The four tracks on FORAS are also contradictory – some moments are as quiet as the inside of a church, prayerfully passing by in a state of near-silence – but this only helps to write out in a bold font the ongoing rivalry between noise and harmony, between outside chaos and inner peace. Instead of crumbling in the aftermath of wild noise, the music rebuilds patiently (these four tracks equate to something like thirty-eight minutes), giving the music plenty of time to rest as it navigates through its stressed stanzas, finding a moment to sleep in a spell of sleeplessness. A lament falls into the quiet zone, dragging the music down, a weeping statue of Madonna holding her crucified son in her blessed arms. Sorrow fuses itself to the bone, and the album itself explores how sorrow relates to and is often triggered by space (and sounds). Landscapes and buildings are absorbed into the mind, into its experiences, and we drink them in like morning juice, the outer world passing into the inner world via perception and the five senses, and then subsequently influencing the psychological status quo. So much of life is perception, and the way we look out of the window. If it’s raining, you can either moan and be negative, or you can be thankful for the ending of a drought, and for a new opportunity to listen to the downpour’s watering of the earth.
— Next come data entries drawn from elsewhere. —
PR #35408, opened 2022-03-10
Modify treegen to allow "createdYear" in new node license header

### LINKED ISSUE #31047: License header is hard coded to "2020" in treegen
**Description:**
$subject makes the new nodes adding to ST have the 2020 license header.

lochana-chathura:
## Purpose
$subject.

Fixes #31047 

## Approach
- Add `createdYear` property to `syntax_tree_descriptor.json`. In absence of specification, it is defaulted to "2020". 
- `{{createdYear}}` variable was only introduced to `internal_node_template.mustache` & `external_node_template.mustache`
as other template license headers are not impacted on new node creation.

## Samples
To test, add the following to [syntax_tree_descriptor.json](https://github.com/ballerina-platform/ballerina-lang/blob/master/compiler/ballerina-treegen/src/main/resources/syntax_tree_descriptor.json) and run `./gradlew treegen`.
```json
        {
            "name": "SpreadMemberNode",
            "base": "Node",
            "kind": "SPREAD_MEMBER",
            "createdYear": "2022",
            "attributes": [
                {
                    "name": "ellipsis",
                    "type": "Token"
                },
                {
                    "name": "expression",
                    "type": "ExpressionNode"
                }
            ]
        }
```
To test the default behavior you can remove the `"createdYear": "2022"` property.

## Remarks
N/A

## Check List 
- [ ] Updated Change Log
- [ ] Added necessary tests
  - [ ] Unit Tests
  - [ ] Spec Conformance Tests
  - [ ] Integration Tests
- [ ] Increased Test Coverage   
  - [ ] API documentation 
  - [ ] Ballerina By Examples

### DIFF
--- a/compiler/ballerina-treegen/src/main/java/io/ballerinalang/compiler/internal/treegen/model/json/SyntaxNode.java
+++ b/compiler/ballerina-treegen/src/main/java/io/ballerinalang/compiler/internal/treegen/model/json/SyntaxNode.java
@@ -32,19 +32,22 @@ public class SyntaxNode {
     private String base;
     private String type;
     private boolean isAbstract;
+    private String createdYear;
 
     public SyntaxNode(String name,
                       List<SyntaxNodeAttribute> attributes,
                       String kind,
                       String base,
                       String type,
-                      boolean isAbstract) {
+                      boolean isAbstract,
+                      String createdYear) {
         this.name = name;
         this.attributes = attributes;
         this.kind = kind;
         this.base = base;
         this.type = type;
         this.isAbstract = isAbstract;
+        this.createdYear = createdYear;
     }
 
     public SyntaxNode() {
@@ -73,5 +76,9 @@ public class SyntaxNode {
 
     public boolean isAbstract() {
         return isAbstract;
+    }
+
+    public String getCreatedYear() {
+        return createdYear;
     }
 }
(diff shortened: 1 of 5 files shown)


sameerajayasoma (changes requested):
I am not sure whether mixing year with the syntactic structure of a node. two different concerns IMO.

hasithaa:
I also agree with Sameera's point. Going forward, adding new nodes is rare. So after generating the nodes, We can update Licenses headers, before pushing the code.

lochana-chathura:
Agreed on point on mixing the year.

> So after generating the nodes, We can update Licenses headers, before pushing the code.

Currently, treegen re-writes all the nodes(including existing ones). So if we go forward with manually updating the license header, then the diff after executing `./gradlew treegen` will grow over time, as we add new nodes. Yeah. since adding nodes is rare this is not going to be an immediate problem or may never reach an unbearable level.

You can weep at the state of things, sure. Bad news has always made the headlines because it sells newspapers. But there’s still some good in the world, and in the music. Psychogeography is present, secreted away inside the music, mapping out the environment’s direct effect on the mind, be it the conscious or the subconscious; having a direct impact on the mind’s actions and responses, influencing and controlling an individual’s behaviour. Those actions then shape the outer world, be it for good, for ill, or for neither, a cycle without end, like music herself. Clustered together like an insane archipelago, the noise never disrupts the overall flow of the music. Amini explores the inner world through events in the outside world, most of which cannot be controlled. Its complex sounds are dark, but they aren’t without hope. Amini’s field recordings take in areas where ‘ a deep sense of darkness looms’, and the lightless corners can be heard in the music, giving it a dirtied and disquieting vibe, of glass permanently stained with dried blood rather than luminosity, but something still clings on to the hope that comes with daylight.